Over the last 10-15 years, no element of the sports collecting hobby has grown more than the auction business. Auctions have always existed in the hobby. Pick up a 35-year-old hobby publication and you’ll see private collectors and dealers running mini auctions in the pages of hobby publications. However, sports memorabilia has now joined the ranks of fine art and antiques with incredible color catalogs, sometimes hundreds of pages long, full of vintage and modern era cards and collectibles.
What about the auction business itself? In part 7 of our 10-part Q&A with auction company officials, we asked what sort of changes they’ve seen in the business compared to the way things were ten years ago.
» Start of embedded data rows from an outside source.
PR #1635, opened 2026-08-28
Add source ID (CRS board) remapping to DPDK for CHORD Pathfinder.

andrerenard:
Current Pathfinder data is indexed "incorrectly".  The data is supposed to be indexed as [pol][dish], but currently the dish to CRS board mapping mixes up pol and dish.   This change separates dish and polarization for all systems down stream of the packet capture logic.


jbmertens (approved):
Mostly LGTM - the 
```
crs_board_remap:
    - [0, 2, 4, 6, 8, 10, 12, 14, 1, 3, 5, 7, 9, 11, 13, 15]
```
won't parse correctly though.

The chord_pathfinder_recv.j2 will also need its dish table updated.

jbmertens:
(I note that this will break some downstream stages for chord, but that's fine, will fix shortly.)

jbmertens:
Also another note - reordering the crs board inputs is "free", but a general reorder using `_mm512_permutex2var_epi8` in TransposeBasebandArray is only about 0.3% more expensive.

andrerenard:
> Also another note - reordering the crs board inputs is "free", but a general reorder using `_mm512_permutex2var_epi8` in TransposeBasebandArray is only about 0.3% more expensive.

That's better than I'd have expected, but it's less about the operation cost, and more I'd like to someday remove that transpose stage entirely.  So I don't want to bake us into a situation where we need a full transpose to stay consistent.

J.P. Cohen, Memory Lane: “The business is now in our opinion more respected as an industry because of the popularity of authentication and card grading. And due to this, the collector now has more confidence in the product. In addition the growth of the internet has allowed collectors to conduct business world wide. “
Leighton Sheldon, Just Collect: “One word: Internet. Even though it was there a little bit before, it dominates our industry now.”
Rob Lifson, Robert Edward Auctions: “One of the biggest changes is that there is a greater awareness of issues that often exist with reference to grading, authentication, and the auction process in general. There is a greater awareness of conflicts of interest, shill bidding, and all auction practices. I’d like to think that REA’s vocal approach to all of these issues has played a role in heightening awareness. Collectors need to be aware to protect themselves. Today, they’re more aware than ever.
In the short run, it might be a little discouraging for some longtime collectors to realize that for years they have been cheated by shill bidding or one of the many other scams that have so commonly victimized collectors, but in the long run it’s very positive. It’s a much healthier climate for serious collectors today than ten years ago. Knowledge is power!
That doesn’t mean there are no problems. There are still plenty of land mines out there. But the environment is improving. It’s going in the right direction. We have much greater awareness by collectors. The Internet, which ten years ago played only a very small role in the field, today plays a huge role. It’s never been easier to learn about cards and memorabilia and the field in general because of the Internet. Popular message boards such as Net54, Full Count Forum, and GameUsedUniverse.com allow collectors to communicate and learn from one another. The efforts of law enforcement have played an enormous role in changing the field for the better. A lot has happened in the past ten years!
David Kohler, SCP Auctions: “The internet is more of a way of life for everyone and whether you’re getting news, touching base with family or friends or buying something and that includes the sports memorabilia market. Auctions are internet based now where before they were an event in a ballroom or hotel. That also opens it up to the world. We now have international bidders and the market has grown because of that. It seems hard to believe but we sold a $4.4 million item on the internet. People today are comfortable with bidding online and they can see multiple images and more detail now. I’m sure we’re just in the beginning stages of that.”
Steve Bloedow, Collect Auctions: “The biggest change in the past decade is the role of technology in our industry and everywhere else. Ten years ago they were still running auctions with phones and a bid board. Now all the auctions are run online, people are bidding on smartphones, iPads, etc. Auction house advertising was also being done almost exclusively through print advertising and now it’s done through some print, banner ads and social networking sites.”
David Hunt, Hunt Auctions: “The business has obviously changed greatly over the last ten years both positively and negatively. At the end of the day the hobby remains incredibly strong and as long as we continue to adapt and react to client needs we feel it will only grow in strength.”